Frontline Supervisor: Engaging Employees

Frontline Supervisor: Engaging Employees

On 6 Jun 2017, in Management, employee development, Workplace

Each month, "The Balance Sheet" provides questions and answers from experts on a topic that's important to you as a manager. Please feel free to share this information with other colleagues who also manage people.

Q. Engaging employees is important, but I think the missing piece is making sure they know what they are doing, how they will be measured and how they fit into the grand scheme of things. In other words, clarity and purpose. Am I right?

A. Yes. To highlight your point, Jim Moran, professor of Business Administration at Florida State University’s College of Business studied the issue of employees who are kept in the dark about their full purpose, and especially what they were accountable for doing. In his study of 750 workers, both white- and blue-collar, incredibly, less than 20 percent really felt certain they knew what was expected of them each day at work. Employees who are uncertain about their jobs showed 60 percent less trust of leadership. They also experienced 50 percent more frustration overall. They had 40 percent higher workloads. And 33 percent of these employees with ambiguous understandings of their jobs were more likely to look for another job and slack off. Obviously, these issues point to engagement problems.

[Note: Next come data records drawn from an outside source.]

PR #153, opened 2022-06-23
upgrade bitnami postgres chart

esara:

PR #169, opened 2022-07-05
Charts/update postgresql

pbalogh-sa:
Duplicates: #153


charts/apiclarity/values.yaml
```diff
@@ -90,21 +90,26 @@ apiclarity:
...
-  ## Secret with scripts to be run at first boot (in case it contains sensitive information)
-  ## NOTE: This can work along initdbScripts or initdbScriptsConfigMap
-  # initdbScriptsSecret:
-
-  ## Specify the PostgreSQL username and password to execute the initdb scripts
-  # initdbUser:
-  # initdbPassword:
+  image:
+  ## Use specified image tag
+    # tag: 14.4.0-debian-11-r4
```
FrimIdan, line 95: maybe better to keep it uncomment?

pbalogh-sa: The image should be commented out as well.

FrimIdan (approved):

PR #171, opened 2022-07-06
Fix/add the tags to spec

danielvladco:


aduminuc (commented):
I understand you are doing 2 things in this PR:
1) Adding the information of the tag to the auth model
2) Make sure that also the Aprrove/Deny/Update operations can return error through the channel. 
Is it correct?

backend/pkg/modules/internal/bfla/bfladetector/learn_and_detect_bfla.go
```diff
@@ -88,9 +88,9 @@ type BFLADetector interface {
 	ApproveTrace(path, method string, clientRef *k8straceannotator.K8sObjectRef, apiID uint, user *DetectedUser)
 	DenyTrace(path, method string, clientRef *k8straceannotator.K8sObjectRef, apiID uint, user *DetectedUser)
 
-	ResetLearning(apiID uint, numberOfTraces int)
-	StartLearning(apiID uint, numberOfTraces int)
-	StopLearning(apiID uint)
+	ResetLearning(apiID uint, numberOfTraces int) error
+	StartLearning(apiID uint, numberOfTraces int) error
+	StopLearning(apiID uint) error
```
aduminuc, line 93: Not sure why these appear as differences, in the devel-global-specs I already see them with the "error" return.

https://github.com/openclarity/apiclarity/blob/devel-global-specs/backend/pkg/modules/internal/bfla/bfladetector/learn_and_detect_bfla.go

backend/pkg/modules/internal/bfla/bfladetector/learn_and_detect_bfla.go
```diff
@@ -88,9 +88,9 @@ type BFLADetector interface {
 	ApproveTrace(path, method string, clientRef *k8straceannotator.K8sObjectRef, apiID uint, user *DetectedUser)
 	DenyTrace(path, method string, clientRef *k8straceannotator.K8sObjectRef, apiID uint, user *DetectedUser)
```
aduminuc, line 89: shall we return the error also for Approve/Deny/Update?

danielvladco: let's keep this in a separate discussion

aduminuc (approved):
LGTM

PR #182, opened 2022-07-12
Update helm chart

klyr:


charts/apiclarity/values.yaml
```diff
@@ -39,6 +39,14 @@ global:
 
 apiclarity:
 
+  # Send notification of new API Findings to this backend
+  # notification_url_prefix: http://example.local:8888/
```
FrimIdan, line 43: Please use camel case `notificationUrlPrefix`
Also, `Send notification of new API Findings to this backend` - it is not only for `new API Findings`, right?

FrimIdan (approved):

PR #247, opened 2022-09-09
Fill provided_spec_location field for Fuzzer findings

axelcisco:
Fill the provided_spec_location field on Fuzzer findings


backend/pkg/modules/internal/fuzzer/model/api.go
```diff
@@ -350,6 +352,11 @@ func updateRequestCounter(shortReport *restapi.ShortTestReport, path string, ver
 	return fmt.Errorf("can't find operation(%v %v) in spec to update requests counter", verb, path)
 }
 
+func getLocation(path string, method string) *string {
```
klyr, line 355: Why do you need to return a pointer to string ?

PR #255, opened 2022-09-20
Otel collector plugin

jnapper7:
This PR adds a plugin for the [OpenTelemetry Collector](https://github.com/open-telemetry/opentelemetry-collector). Specifically, it adds an exporter for the collector that exports OTel traces that are server/client to APIClarity in the Telemetry format. The plugin dir includes build of a docker image of the otel collector with the addition of the APIClarity exporter plugin.


jeff-trianglecm:
1.	How will release happen? what is being built and what the user need to build? What the Dockerfile is for?

    The Dockerfile builds the OpenTelemetry collector with the repo's APIClarity exporter included. The OTel collector plugins are golang packages. The Dockerfile pulls a recent OTel collector config and adds in the APIClarity exporter, rebuilding everything to additionally include the exporter (and everything else already included in the default OTel collector).
    
    Eventually the apiclarityexporter package should be available on (the public Go package list)[https://pkg.go.dev/] because I would like to contribute the exporter to the main OTel collector repo. When it is added there, the APIClarity exporter would be generally available and you would not need to build your own version; you could simply configure the default version.
    
    The container and the apiclarityexporter package are the only build artefacts.
  
2.	Should this be part of Helm installation/configuration?

    No, I don't believe so. The plugin would only be configured in the OTel collector's configuration. An example of that config is here: [https://github.com/openclarity/apiclarity/blob/otel-collector-plugin/plugins/otel-collector/configs/otel-collector-config.yaml](https://github.com/openclarity/apiclarity/blob/otel-collector-plugin/plugins/otel-collector/configs/otel-collector-config.yaml).

3.	Should trace sampling manager be integrated into the otel exporter?

    Yes, maybe? Sampling is already handled by the tracing infrastructure, both at the SDK level where tracing is generated and within the OTel collector itself by selecting different traces. It might be confusing to the user if the exporter also subsampled, but the config for that sampling was outside of the OTel configuration. Then again, maybe not?

4.	what are the "replaces" commits in the readme?

    Does this refer to the instructions on building the OTel collector at the bottom? These are used to build the OTel collector using the APIClarity exporter plugin package. Since there is no public version of the package yet, it has to be built locally using the local package. The replacement for the APIClarity api package is due to the crazy build packages of APIClarity itself.

5.	Should be added to the main readme of APIClarity?

    I'm happy to add it as one of the example source integrations, which is where it would be relevant.

FrimIdan:
> 1. The container and the apiclarityexporter package are the only build artefacts.

So, do you want/need to the container image during the [release flow](https://github.com/openclarity/apiclarity/blob/master/.github/workflows/release.yaml) as we are doing to all other containers? 

> Eventually the apiclarityexporter package should be available on (the public Go package list)[https://pkg.go.dev/]

How it will become public? Once it will be pushed to master and tagged we can remove all the replaces in the readme?

jeff-trianglecm:
> > 1. The container and the apiclarityexporter package are the only build artefacts.
> 
> So, do you want/need to the container image during the [release flow](https://github.com/openclarity/apiclarity/blob/master/.github/workflows/release.yaml) as we are doing to all other containers?

I think releasing the docker container makes sense along with the normal release flow so it should be added to the release action. Do you want me to do that?

> > Eventually the apiclarityexporter package should be available on (the public Go package list)[https://pkg.go.dev/]
> 
> How it will become public? Once it will be pushed to master and tagged we can remove all the replaces in the readme?

Yes, I think so.

jnapper7:
> > 1. The container and the apiclarityexporter package are the only build artefacts.
> 
> So, do you want/need to the container image during the [release flow](https://github.com/openclarity/apiclarity/blob/master/.github/workflows/release.yaml) as we are doing to all other containers?

I think releasing the docker container makes sense along with the normal release flow so it should be added to the release action. Do you want me to do that?

> > Eventually the apiclarityexporter package should be available on (the public Go package list)[https://pkg.go.dev/]
> 
> How it will become public? Once it will be pushed to master and tagged we can remove all the replaces in the readme?

Yes, I think so.

FrimIdan:
> > > 1. The container and the apiclarityexporter package are the only build artefacts.
> > 
> > 
> > So, do you want/need to the container image during the [release flow](https://github.com/openclarity/apiclarity/blob/master/.github/workflows/release.yaml) as we are doing to all other containers?
> 
> I think releasing the docker container makes sense along with the normal release flow so it should be added to the release action. Do you want me to do that?
> 

Yes please, it should be added to `docker.yaml` and `release.yaml` workflow

> > > Eventually the apiclarityexporter package should be available on (the public Go package list)[https://pkg.go.dev/]
> > 
> > 
> > How it will become public? Once it will be pushed to master and tagged we can remove all the replaces in the readme?
> 
> Yes, I think so.

OK, understand, so once it will be pushed and tagged we can check if that works and update the docs to remove the `replace` stuff.

Makefile
```diff
@@ -106,13 +107,15 @@ lint: bin/golangci-lint ## Run linter
...
 	cd plugins/taper && ../../bin/golangci-lint run
+	$(MAKE) -C plugins/otel-collector lint
 
 .PHONY: fix
 fix: bin/golangci-lint ## Fix lint violations
 	cd backend && ../bin/golangci-lint run --fix
 	cd plugins/gateway/kong && ../../../bin/golangci-lint run --fix
 	cd plugins/gateway/tyk/v3.2.2 && ../../../../bin/golangci-lint run --fix
 	cd plugins/taper && ../../bin/golangci-lint run --fix
+	$(MAKE) -C plugins/otel-collector fix
```
FrimIdan, line 118: @jnapper7 can you please also add it under `license-check`?

jnapper7: Done!

jnapper7:
> > > > 1. The container and the apiclarityexporter package are the only build artefacts.
> > > 
> > > 
> > > So, do you want/need to the container image during the [release flow](https://github.com/openclarity/apiclarity/blob/master/.github/workflows/release.yaml) as we are doing to all other containers?
> > 
> > 
> > I think releasing the docker container makes sense along with the normal release flow so it should be added to the release action. Do you want me to do that?
> 
> Yes please, it should be added to `docker.yaml` and `release.yaml` workflow

The last commit finally does this; however, I cannot really test it myself. :(

> > > > Eventually the apiclarityexporter package should be available on (the public Go package list)[https://pkg.go.dev/]
> > > 
> > > 
> > > How it will become public? Once it will be pushed to master and tagged we can remove all the replaces in the readme?
> > 
> > 
> > Yes, I think so.
> 
> OK, understand, so once it will be pushed and tagged we can check if that works and update the docs to remove the `replace` stuff.

.github/workflows/docker.yml
```diff
@@ -87,4 +90,13 @@ jobs:
...
           build-args: |
-            VERSION=latest
\ No newline at end of file
+            VERSION=latest
+
+      - name: Build OpenTelemetry Collector with APIClarity plugin
+        uses: docker/build-push-action@v3
+        with:
+          context: plugins
+          tags: otel-apiclarityexporter:latest,otel-apiclarityexporter:$GITHUB_SHA,otel-apiclarityexporter:$OTEL_COLLECTOR_VERSION
```
FrimIdan, line 99: tags should be in the format of `ghcr.io/openclarity/otel-apiclarityexporter:<tag>`

FrimIdan, line 99: you are missing the `file` (docker file path), `cache-from` and `cache-to`. you can look at `Build passive taper`

.github/workflows/release.yaml
```diff
@@ -160,6 +161,15 @@ jobs:
...
 
+      - name: Build and Push OpenTelemetry Collector with APIClarity plugin
+        uses: docker/build-push-action@v3
+        with:
+          context: plugins
+          tags: otel-apiclarityexporter:${{ github.event.inputs.version }}
+          push: true
+          build-args: |
+            OTEL_COLLECTOR_VERSION=$OTEL_COLLECTOR_VERSION
+
```
FrimIdan, line 172: same comments as in the docker.yaml

plugins/otel-collector/Dockerfile
```diff
@@ -0,0 +1,33 @@
+FROM golang:1.18-alpine3.14 AS otelcol
+
+RUN apk add --update --no-cache gcc g++
+ARG OTEL_COLLECTOR_VERSION=0.60.0
```
FrimIdan, line 4: shouldn't `OTEL_COLLECTOR_VERSION` be empty and get it only from build-args or build-args overwrite it?

FrimIdan:
> The last commit finally does this; however, I cannot really test it myself. :(
> 
> > > > >

Best way to check it is to fork the project to your local account, then you can test any action with any condition (you can run the build action on any push to your side-branch for example)

.github/workflows/release.yaml
jnapper7: In [76ce43d](https://github.com/openclarity/apiclarity/pull/255/commits/76ce43d1be9f34c99a5d51006373dc5414768c1c)

.github/workflows/docker.yml
jnapper7: In [76ce43d](https://github.com/openclarity/apiclarity/pull/255/commits/76ce43d1be9f34c99a5d51006373dc5414768c1c)

jnapper7: In [76ce43d](https://github.com/openclarity/apiclarity/pull/255/commits/76ce43d1be9f34c99a5d51006373dc5414768c1c)

.github/workflows/docker.yml
```diff
@@ -87,4 +90,13 @@ jobs:
           cache-from: type=local,src=/tmp/.buildx-cache
           cache-to: type=local,dest=/tmp/.buildx-cache
           build-args: |
-            VERSION=latest
\ No newline at end of file
+            VERSION=latest
+
+      - name: Build OpenTelemetry Collector with APIClarity plugin
+        uses: docker/build-push-action@v3
```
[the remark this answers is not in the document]
jnapper7: In [76ce43d](https://github.com/openclarity/apiclarity/pull/255/commits/76ce43d1be9f34c99a5d51006373dc5414768c1c)

plugins/otel-collector/Dockerfile
jnapper7: I think the arg there is a default value when it isn't specified by the build command. Do you prefer no default? It's also a good method to force a failure when there is no argument in the build command to make sure you have the argument in the build command. :)

FrimIdan: I don't mind to have a default.

.github/workflows/docker.yml
FrimIdan: you are missing the org name (openclarity) in `ghcr.io/otel-apiclarityexporter:latest`

jnapper7:
> > The last commit finally does this; however, I cannot really test it myself. :(
> > > > > >
> 
> Best way to check it is to fork the project to your local account, then you can test any action with any condition (you can run the build action on any push to your side-branch for example)

Ok, I've checked the docker workflow, but the release workflow is stuck for the same reason as the above CI/build problem. :(

FrimIdan:
> > > The last commit finally does this; however, I cannot really test it myself. :(
> > > > > > >
> > 
> > 
> > Best way to check it is to fork the project to your local account, then you can test any action with any condition (you can run the build action on any push to your side-branch for example)
> 
> Ok, I've checked the docker workflow, but the release workflow is stuck for the same reason as the above CI/build problem. :(

Saw the problem, not sure why it is running lint on non relevant code, did you tried to run it locally?
Can you maybe try to remove the use of `make -C ...` and do
```
cd plugins/otel-collector/apiclarityexporter && ../../../bin/golangci-lint run
```

jnapper7:
> > > > The last commit finally does this; however, I cannot really test it myself. :(
> > > > > > > >
> > > 
> > > 
> > > Best way to check it is to fork the project to your local account, then you can test any action with any condition (you can run the build action on any push to your side-branch for example)
> > 
> > 
> > Ok, I've checked the docker workflow, but the release workflow is stuck for the same reason as the above CI/build problem. :(
> 
> Saw the problem, not sure why it is running lint on non relevant code, did you tried to run it locally? Can you maybe try to remove the use of `make -C ...` and do
> 
> ```
> cd plugins/otel-collector/apiclarityexporter && ../../../bin/golangci-lint run
> ```

Indeed. I have tried so many things. :)

At the moment it passes b/c I specifically include the broken package that doesn't pass typecheck. I did align the Makefiles so they should all be the same now.

Let me know if ignoring the one package for now is fine or not. I really have tried everything that I could think of (local run, changing the package version, etc.).

jnapper7:
> > The last commit finally does this; however, I cannot really test it myself. :(
> > > > > >
> 
> Best way to check it is to fork the project to your local account, then you can test any action with any condition (you can run the build action on any push to your side-branch for example)

I have verified this in a fork in my own repo here: [Forked Actions](https://github.com/jnapper7/apiclarity/actions)
Note the Release action only fails to publish Helm, which I specifically didn't authorize b/c I naturally didn't want to publish it. :)

FrimIdan:
> Let me know if ignoring the one package for now is fine or not

It's fine by me

FrimIdan:
> 5\. I'm happy to add it as one of the example source integrations, which is where it would be relevant.

We are missing that one and we probably can ship it

FrimIdan (approved):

Q. How can supervisors help employees be happier at work other than through good communication and avoiding micromanaging and other supervisor-related issues that have the potential to impede productivity?

A. Here are a few tips for helping both you and your employees be happier at work: 1) Eat healthier. (Supervisors can make healthy snacks, like fruit, available so employees are able to take advantage of healthy sources of energy in the afternoons.) 2) Exercise more. (Supervisors can model taking the stairs and/or taking walks during the day, reinforcing get-out-and-move-around behaviors.) 3) Give feedback to your supervisor/employer. (Supervisors can create efficient ways of encouraging employees to give feedback — both positive and negative — and then consider changes where appropriate.) Pride, job satisfaction and fun at work stimulate the internal motivation of workers, so always keep in mind what can contribute to helping employees be happier at work.

Q. How can I engage and energize my employees and get them to feel excited about the work we are doing?

A. Energize employees by taking every opportunity to recognize their contributions while urging them to excel. Spend time periodically letting them feel your enthusiasm for the work, the goal, the vision and the ultimate outcome because this positivity is contagious when it’s genuine. Be sure to find your own ways to stay excited and energized because if you can’t feel excitement yourself, it will not be possible to pass it along to them. Remind employees about their past achievements, and get them to understand the underlying reasons they succeeded and did so well. This will offer clues about what keeps them energized. Urge employees to top last year’s achievements. If they feel your energy and genuine concern for them, they will accept your recommendation to do so without rolling their eyes.